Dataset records
PR #699, opened 2025-03-09
Initial alpha.nvim nix implementation

BANanaD3V:
Allows to configure alpha with nix. Supports predefined themes aswell as setting a custom layout and opts.

TODO:
- Example config
- Typed layout

### DIFF
--- a/modules/plugins/dashboard/alpha/config.nix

Problem: Repeat the records above exactly, from the first line to the last.

Reply:
PR #699, opened 2025-03-09
Initial alpha.nvim nix implementation

BANanaD3V:
Allows to configure alpha with nix. Supports predefined themes aswell as setting a custom layout and opts.

TODO:
- Example config
- Typed layout

### DIFF
--- a/modules/plugins/dashboard/alpha/config.nix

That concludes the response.